My former boss at the U.S. Department of Education, the renown conservative Bill Bennett, wrote recently in the Wall Street Journal (September 10, 2014) arguing the case for Common Core. Right away Secretary Bennett tells us that “we all agree that there is a need for common standards of assessment in K-12 education.”
Well, no, I for one do not agree. For instance, my personal preference for assessment as to whether my children or any child is educated is to sit down and talk with them. I would recommend that method to all parents and teachers but I know very well that for many parents and schools my method is simply not appropriate.
Mr. Bennett tells us that Common Core will “preserve and emphasize what is essential” in any child’s education. Really, and just who does Mr. Bennett think will determine what is essential, the Gates foundation (a major funding source for Common Core program development) or the DCI group (a major business lobby in support of Common Core who also pays Mr. Bennett for his efforts on behalf of the cause)?
I know that an essential element of my education and that of my children was a knowledge and appreciation of the Bible. And I dare speculate that is the case for many like me. But does anyone think that biblical concepts such as eternal truth will ever be an emphasis in any Common Core curriculum?
Mr. Bennett and others stress that we need testing which is “compatible across state lines” or to put it more forcefully we need to develop a universal computer-based assessment. Yet a few sentences later he assures us that “Common Core standards do not prescribe what is taught in our classrooms.” This part of his argument is a howler. If every classroom in every district in every state is tested using a universal computer-based assessment then do you honestly believe that these classrooms will vary at all in what is taught? I do not.
When we frame the debate in its context we are asking the question: Does the federal government have a constitutional role in curriculum development and school assessment or for that matter any role at all?

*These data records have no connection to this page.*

PR #1069, opened 2026-05-21
Binary-search DebugSection source-map lookup

garretfick:
Sort line_map by (function_id, bytecode_offset) in Builder::build and DebugSection::read_from, and switch lookup_source_location from a linear scan to a binary search. This pre-factors the source-map data structure for the upcoming debugger that calls the lookup once per instruction. Documents the new sort invariant on the struct field.

### DIFF
--- a/compiler/container/src/debug_section.rs
+++ b/compiler/container/src/debug_section.rs
@@ -144,9 +144,9 @@ pub struct DebugSection {
     ///
     /// Invariant: entries are sorted by `(function_id, bytecode_offset)` so
     /// that [`lookup_source_location`](Self::lookup_source_location) can use
-    /// a binary search. [`Self::read_from`] and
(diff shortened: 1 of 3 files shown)


compiler/container/src/debug_section.rs
```diff
@@ -264,6 +276,10 @@ impl DebugSection {
             }
         }
 
+        // Restore the sort invariant in case the source bytes were written
```
garretfick: Why do we need this?

garretfick: Good point — we don't. Tag 1 isn't emitted by production codegen yet and the only in-tree producer is `Builder::build`, which now sorts. There's no shipped version of the format that could have unsorted entries to defend against. Dropped the sort-on-read (and the test that depended on it) in dba69d4, and updated the field doc.

---

PR #1074, opened 2026-05-22
Add debug sub-table tag 6 (source file table); switch hashes to BLAKE3

garretfick:
## Summary

- **Drop `header.source_hash`** and switch the four container hashes (content, debug, layout, per-file) to **BLAKE3** for consistency. `HEADER_SIZE` shrinks 256 → 224; debug/layout hashes shift up. ADR-0007 amended substantively. No SHA-256 code exists today (the header fields were zero-filled placeholders), so this is a spec-and-layout change only.
- **Implement debug sub-table tag 6 (SOURCE_FILE_TABLE)** with `SourceFileEntry { path: String, content_hash: [u8; 32] }`. Per-file BLAKE3 hashes replace the single combined `source_hash` and identify *which* file drifted, not just *that* something drifted.
- **`LineMapEntry` grows 8 → 10 bytes** by adding `file_id: u16` — an index into the new SOURCE_FILE_TABLE. The `(function_id, bytecode_offset)` sort invariant is unchanged, so `lookup_source_location` keeps its O(log N) binary search.
- **Widen `Emitter::set_source_position` to `(file_id, line, column)`** since the API has no external consumers yet — clean rewrite, not a backwards-compat shim. Dedup now keys on the full triple so a file change records a new entry at the same line/column.
- **No codegen integration yet.** Nothing in production calls `set_source_position`, so threading source-bytes lookup through `codegen::compile()` would be plumbing without payload. That wiring (and the BLAKE3 hashing of real source files) belongs in a follow-up PR alongside actual source-map integration.

Plan: `specs/plans/2026-05-22-debug-source-file-table.md` (committed in this PR).

## Test plan

- [x] `cd compiler && just` passes (compile + coverage + clippy + fmt + dupes + smoke)
- [x] Container crate tests: 154 → 160 (+6 new)
  - Round-trip a SOURCE_FILE_TABLE with two entries
  - Round-trip a line map mixing `file_id = 0` and `file_id = 1` per entry
  - Cross-check `SourceFileEntry.content_hash` against `blake3::hash(input)` so any silent algorithm swap fails loudly
  - Forward-compat: a reader with an unknown tag still loads tag 6 that follows
  - Two `ContainerBuilder` tests for insertion-order `file_id` assignment
- [x] Emitter: existing line-map tests updated for the widened API, plus a new test that a file_id change at the same `(line, column)` records a separate entry
- [x] Golden `steel_thread.iplc` regenerated under the new 224-byte header layout; vm-cli tests pass under the new layout

## Notes for review

- The plan is one of the commits — recommend reading it first to ground the rest.
- Spec changes: `specs/design/bytecode-container-format.md` (REQ-CF-001/005/006 updated to 224 bytes; tag 6 layout formalized; LineMapEntry table now 10 bytes), `specs/design/debugger-support.md` (gap #7 closed), `specs/adrs/0007-dual-signature-integrity-model.md` (BLAKE3 throughout; per-file hashes replace the single source hash).
- ADR-0007 is amended, not superseded — the dual-signature *structure* is unchanged; only the algorithm and the source-integrity granularity move.

https://claude.ai/code/session_017jnAenCns8PVjcU4rj66jN


compiler/codegen/src/emit.rs
```diff
@@ -52,9 +56,10 @@ pub struct Emitter {
     /// `Some`, the next opcode that adds bytes to `bytecode` records a
     /// line_map entry at its offset (subject to dedup against the last
     /// recorded position).
-    current_position: Option<(u16, u16)>,
-    /// Recorded `(bytecode_offset, source_line, source_column)` entries in
-    /// emission order — therefore monotonically non-decreasing in offset.
+    current_position: Option<(u16, u16, u16)>,
```
garretfick: Instead of bare u16, can we can we make types for these? That would:

1. make it easier to understand
2. ensure correct usage

compiler/container/src/spec_conformance.rs
```diff
@@ -38,11 +38,11 @@ fn all_spec_requirements_have_tests() {
 // Container Format — File Header (REQ-CF-001 through REQ-CF-007)
 // ---------------------------------------------------------------------------
 
-/// REQ-CF-001: The file header is exactly 256 bytes.
+/// REQ-CF-001: The file header is exactly 224 bytes.
 #[spec_test(REQ_CF_001)]
-fn container_spec_req_cf_001_header_size_is_256_bytes() {
+fn container_spec_req_cf_001_header_size_is_224_bytes() {
```
garretfick: It seems like you changed the length of the header. I think we decided it is 256 bytes with padding as necessary. Why are you changing this?

compiler/container/src/header.rs
```diff
@@ -171,59 +173,55 @@ impl FileHeader {
         let profile = buf[6];
         let flags = buf[7];
 
-        // Region 2: Hashes (bytes 8-135)
+        // Region 2: Hashes (bytes 8-103)
```
garretfick: Why are we changing the position of items in the header?

garretfick (commented):
See comments

compiler/container/src/spec_conformance.rs
garretfick: Reverted in 1e0f6b7. You're right — I shouldn't have shrunk the header. `HEADER_SIZE` is back to 256, the `source_hash` field is still gone from `FileHeader`'s public API, but the 32-byte slot at bytes 40-71 is preserved on disk as `reserved_hash_slot: [u8; 32]` (must be zero). All other fields back at their original offsets. The pre-PR `steel_thread.iplc` was restored from main and loads cleanly under the new reader — that's the backwards-compat check.

---

compiler/container/src/header.rs
garretfick: Reverted in 1e0f6b7 along with the size change. `debug_hash` is back at offset 72, `layout_hash` at 104, section directory at 136, runtime params at 192, trailing reserved at 218. The 32-byte hole left by `source_hash` becomes `reserved_hash_slot` (always zero) so the wire layout is unchanged.

---

compiler/codegen/src/emit.rs
garretfick: Done in 1e0f6b7. Added three newtypes to `container::id_types` alongside `FunctionId`/`VarIndex`/etc.:

- `SourceFileId(u16)` — index into the SOURCE_FILE_TABLE
- `SourceLine(u16)` — 1-based line, `0` = unknown
- `SourceColumn(u16)` — 1-based column, `0` = unknown

Replaced the bare `u16`s on `LineMapEntry`, `EmittedLineMapEntry`, and `Emitter::set_source_position`. Prevents argument-order swaps at call sites and matches the existing newtype convention.

Kept `bytecode_offset: u16` as-is — wrapping that one would touch a lot of jump-patch / label-resolution code in the emitter, which is out of scope for this PR. Happy to do it as a follow-up if you want.

---

PR #1075, opened 2026-05-23
Thread CharWidth through codegen string metadata

garretfick:
## Summary
- Replaces codegen's raw `u16` / `STRING_CHAR_WIDTH = 1` representation with a typed `CharWidth` on `StringVarInfo`, `StringParamInfo`, `StringReturnInfo`, and `ArraySpec`. Adds typed `NARROW_CHAR_WIDTH` / `WIDE_CHAR_WIDTH` constants and a `char_width_for_string_type(&StringType) -> CharWidth` helper.
- Construction sites in `compile_fn.rs`, `compile_setup.rs`, `compile_struct.rs`, and `compile_array.rs` now read the actual encoding from the declaration's `StringType` (or from `IntermediateType::String.char_width` for array elements typed via the analyzer) rather than hard-coding Latin-1.
- `string_region_size` and `encode_string_literal` take `CharWidth`. The encoder still panics on `Wide` — UTF-16LE literal encoding needs the constant-pool wire format to carry a per-entry encoding tag, which lands with the format bump.
- `ArraySpec` gains a `string_char_width: Option<CharWidth>` field next to the existing `string_max_len`, populated from `ArrayElementType::String` (Narrow) vs `WString` (Wide).

No behavioral change for STRING — Narrow yields the same byte layout as the prior `STRING_CHAR_WIDTH = 1`. WSTRING declarations now flow through with `Wide` and the data region grows for the doubled payload, but no test on `main` exercises WSTRING end-to-end. Carved out of #1050 to keep the WSTRING split-up reviewable. Builds on #1070 (CharWidth enum) and #1073 (analyzer width tracking).

## Test plan
- [x] `cd compiler && just compile`
- [x] `cd compiler && just test`
- [x] `cd compiler && just coverage` (≥ 85%)
- [x] `cd compiler && just lint` (clippy + fmt clean)
- [x] `cd compiler && just dupes` (within thresholds)
- [x] Existing STRING tests pass unchanged — STRING declarations resolve to `CharWidth::Narrow`, byte-identical to the prior `STRING_CHAR_WIDTH = 1`

---
_Generated by [Claude Code](https://claude.ai/code/session_01BG78PFCpLogkubyscPWEiQ)_

### DIFF
--- a/compiler/codegen/src/compile.rs
+++ b/compiler/codegen/src/compile.rs
@@ -45,12 +45,12 @@ use ironplc_container::debug_section::{
     EnumDefEntry, FuncNameEntry, StringLayoutEntry, VarNameEntry,
 };
 use ironplc_container::{
-    Container, ContainerBuilder, FbTypeId, FunctionId, UserFbDescriptor, VarIndex,
+    CharWidth, Container, ContainerBuilder, FbTypeId, FunctionId, UserFbDescriptor, VarIndex,
     STRING_HEADER_BYTES,
 };
 use ironplc_dsl::common::{
     FunctionBlockDeclaration, FunctionDeclaration, InitialValueAssignmentKind, Library,
-    LibraryElementKind, ProgramDeclaration, VarDecl, VariableType,
+    LibraryElementKind, ProgramDeclaration, StringType, VarDecl, VariableType,
 };
 use ironplc_dsl::configuration::ConfigurationDeclaration;
 use ironplc_dsl::core::{FileId, Id, Located};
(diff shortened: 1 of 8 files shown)


compiler/codegen/src/compile.rs
```diff
@@ -469,9 +481,13 @@ fn compile_program_with_functions(
...
         if ctx.num_temp_bufs > 0 {
-            builder = builder
-                .num_temp_bufs(ctx.num_temp_bufs)
-                .max_temp_buf_bytes(string_region_size(ctx.max_string_capacity));
+            builder =
+                builder
+                    .num_temp_bufs(ctx.num_temp_bufs)
+                    .max_temp_buf_bytes(string_region_size(
+                        ctx.max_string_capacity,
+                        NARROW_CHAR_WIDTH,
```
garretfick, line 489: How will this work when this is WIDE CHAR?

PR #1078, opened 2026-05-24
Instrument playground with PostHog event capture

garretfick:
## Summary

Adds structured product analytics to the playground so we can answer "which docs page is shipping a broken embed?", "which examples do people run?", and "what kinds of errors trip users up?" — questions the current Clicky goal pings (`embed_compile_error` / `playground_run` etc.) can't answer because they carry no properties.

Clicky pageviews are unchanged. The two `clicky.goal` calls are removed and replaced by PostHog events with rich super-properties. The docs Sphinx extension now passes the docname through the iframe URL so the playground can self-identify which docs page hosted each load.

## Event schema

**Super-properties** (registered on load, attached to every event):

| Property | Type | Notes |
|---|---|---|
| `embed` | bool | True when `?embed=true` |
| `dialect` | `"2003" \| "2013"` | Re-registered on dialect change |
| `allows` | string | Sorted CSV of `--allow-*` flags |
| `program_origin` | `"docs" \| "url_shared" \| "example" \| "user_defined"` | See taxonomy |
| `host_page` | string \| null | Docs page slug; only when origin=docs |
| `example_name` | string \| null | Only when origin=example |
| `program_modified` | bool | Flips true on first keystroke after load |

**Events**: `playground_loaded`, `compile_attempted`, `compile_finished` (with `success`, dedup'd `error_codes[]`, `error_count`, `program_lines`, `duration_ms`), `run_started`, `run_stopped` (with `reason` ∈ `user`/`error`/`reload`, `duration_ms`, `cycle_count`, plus `error_codes[]` when reason=error), `example_loaded`.

**`program_origin` taxonomy**:

| Load condition | `program_origin` | `host_page` |
|---|---|---|
| `?source=ironplc-docs&host=<slug>&code=…` | `docs` | `<slug>` |
| `?code=…` without `source=ironplc-docs` | `url_shared` | null |
| User picks from examples dropdown | `example` | null |
| Anything else (default Counter template, scratch) | `user_defined` | null |

## What changed

- **`playground/index.html`** — PostHog snippet added (US host, `person_profiles: identified_only`, no autocapture / pageview / session recording). Clicky script untouched.
- **`playground/app.js`** — analytics module (`capture`, `registerSuper`, `setProgramOrigin`, `markModified`, `captureRunStopped`, `extractErrorCodes`, `initAnalytics`). Events wired at: Start (compile_attempted, compile_finished both branches, run_started), Stop button (run_stopped/user), step-loop trap (run_stopped/error with diagnostic codes), worker error (run_stopped/error), cycle overrun (run_stopped/error with synthetic `CYCLE_OVERRUN` code), dialect/source/example interrupt (run_stopped/user), `pagehide` (run_stopped/reload), example dropdown (example_loaded), editor input (markModified). `trackGoal` and both call sites removed.
- **`docs/extensions/ironplc_playground.py`** — `host` threaded through `_build_playground_url` / `_build_iframe`; each `Directive.run()` derives it from `self.state.document.settings.env.docname`. URLs gain `source=ironplc-docs&host=<docname>` when called from a directive. Extension version bumped to 0.4.
- **`specs/plans/2026-05-24-playground-analytics-instrumentation.md`** — plan committed first per the project's planning requirement.

## Things explicitly NOT in scope

- No cookie/consent banner (site has none today; separate policy decision).
- No replacement of Clicky pageviews.
- No PII or source code in events; PostHog `distinct_id` stays anonymous.

## Test plan

- [x] `node --check playground/app.js` — parses
- [x] `python3 -m py_compile docs/extensions/ironplc_playground.py` — parses
- [x] `cd docs && sphinx-build -a -W -n -b html . _build` — builds with strict warnings; rendered iframes contain `source=ironplc-docs&host=explanation%2Freferences` (and equivalents for every page using `.. playground::`)
- [x] `python3 -m http.server` on `playground/` — index.html serves both Clicky + PostHog snippets; app.js serves new helpers; zero residual `trackGoal` references
- [x] `cd compiler && just` — compile + coverage (≥85%) + lint (clippy/fmt) + dupes all pass
- [ ] Post-deploy: verify in PostHog that `playground_loaded` lands with expected super-props (standalone → `program_origin=user_defined`; docs iframe → `program_origin=docs, host_page=<docname>`; `?code=...` link → `program_origin=url_shared`)
- [ ] Post-deploy: confirm `compile_finished{success:false}` events appear with non-empty `error_codes` when the program has compile errors
- [ ] Post-deploy: confirm `run_stopped{reason:"error"}` fires on a runtime trap (e.g. divide by zero) with diagnostic `error_codes`

https://claude.ai/code/session_01DCZpq9ziZokAHEzU2vuKxP

---
_Generated by [Claude Code](https://claude.ai/code/session_01DCZpq9ziZokAHEzU2vuKxP)_


docs/extensions/ironplc_playground.py
```diff
@@ -139,6 +150,10 @@ def _build_playground_url(
     if allows:
         params.append("allows=" + quote(allows, safe=","))
 
+    if host:
```
garretfick: I think these values are always required so why not make this an error if these parameters are not present?

playground/index.html
```diff
@@ -14,6 +14,16 @@
...
...cript")[0]).parentNode.insertBefore(p,r);var u=e;for(void 0!==a?u=e[a]=[]:a="posthog",u.people=u.people||[],u.toString=function(t){var e="posthog";return"posthog"!==a&&(e+="."+a),t||(e+=" (stub)"),e},u.people.toString=function(){return u.toString(1)+".people (stub)"},o="init capture register register_once register_for_session unregister unregister_for_session getFeatureFlag getFeatureFlagPayload isFeatureEnabled reloadFeatureFlags updateEarlyAccessFeatureEnrollment getEarlyAccessFeatures on onFeatureFlags onSessionId getSurveys getActiveMatchingSurveys renderSurvey canRenderSurvey identify setPersonProperties group resetGroups setPersonPropertiesForFlags resetPersonPropertiesForFlags setGroupPropertiesForFlags resetGroupPropertiesForFlags reset get_distinct_id getGroups get_session_id get_session_replay_url alias set_config startSessionRecording stopSessionRecording sessionRecordingStarted captureException loadToolbar get_property getSessionProperty createPersonProfile opt_in_capturing opt_out_capturing has_opted_in_capturing has_opted_out_capturing clear_opt_in_out_capturing debug".split(" "),n=0;n<o.length;n++)g(u,o[n]);e._i.push([i,s,a])},e.__SV=1)}(document,window.posthog||[]);
```
garretfick: What is this code? Can you just load a script from posthotg so that we are using the right pg script?

garretfick (commented):
See inline comments.

docs/extensions/ironplc_playground.py
garretfick: Agreed — `host` is now a required arg on `_build_playground_url` and `_build_iframe` (no default). Every directive already supplies it from `env.docname`, and any future caller that forgets will get a `TypeError` instead of an un-attributed URL. Fixed in 452e541.

---

playground/index.html
garretfick: That blob is PostHog's official browser snippet from https://posthog.com/docs/libraries/js — it's their script, just copy-pasted inline. It does two things: dynamically inserts a `<script>` tag for the real SDK (`/static/array.js`) and sets up a stub `window.posthog` so calls made before the SDK finishes downloading get queued and replayed.

A plain `<script async src=".../array.js">` on its own would drop our very first event (`playground_loaded` fires immediately when `app.js` runs, which is typically before the async script lands), so the snippet is doing real work.

To address the "what is this code?" concern I extracted it to its own file `playground/posthog-init.js` with a header comment explaining the above, and `index.html` now just references it via `<script src="posthog-init.js"></script>`. Fixed in 452e541.

---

By my lights the answer to that question is NO. The Constitution clearly delegates the educational care of children to the individual states. I acknowledge that of course federal policy and law apply to schools as they do to business and other social institutions and so the federal government will monitor compliance with those statutes, for example laws governing the handicap.
Proponents of Common Core naturally argue that the initiative, the development and the content of Common Core are the result of collaboration among the 50 states and not the work of the federal government. Unhappily we do not find governors, state educators, teachers or parents involved in the process. Rather Common Core was developed by paid consultants of the National Governors Association, itself a purely political group, and funded by the Gates Foundation. Individual states have adopted Common Core in part because the federal government paid them to do so through the Race to the Top educational grants. Well known experts, like the aforementioned Bill Bennett, are paid by business lobbies. And these groups led by the federal government will determine what your child learns, when your child learns and how your child learns.
Common Core will work to the disadvantage of every child that I know in Georgia. The federal government and its inefficient bureaucracy, the National Governors Association and the Gates Foundation have no constitutional business telling us what to do. But tells us they will if you let them. And should you be tempted to listen do you truly believe that the federal government and the National Governors Association could effectively implement such a strategy? Ten years will pass before we could assess the assessment and billions of dollars of your money will be spent before we know the answer to that question. I do not need one year nor one dollar to answer the question.
Thomas A Stevens, a Savannah native, holds an undergraduate degree in Finance from Georgia State University and studied philosophy and religion for six years at the graduate level most recently at Syracuse University. He served as the Southeastern Regional Representative for the U.S. Department of Education in 1988 and 1989. He currently resides in Roswell, Georgia and is involved in small business management.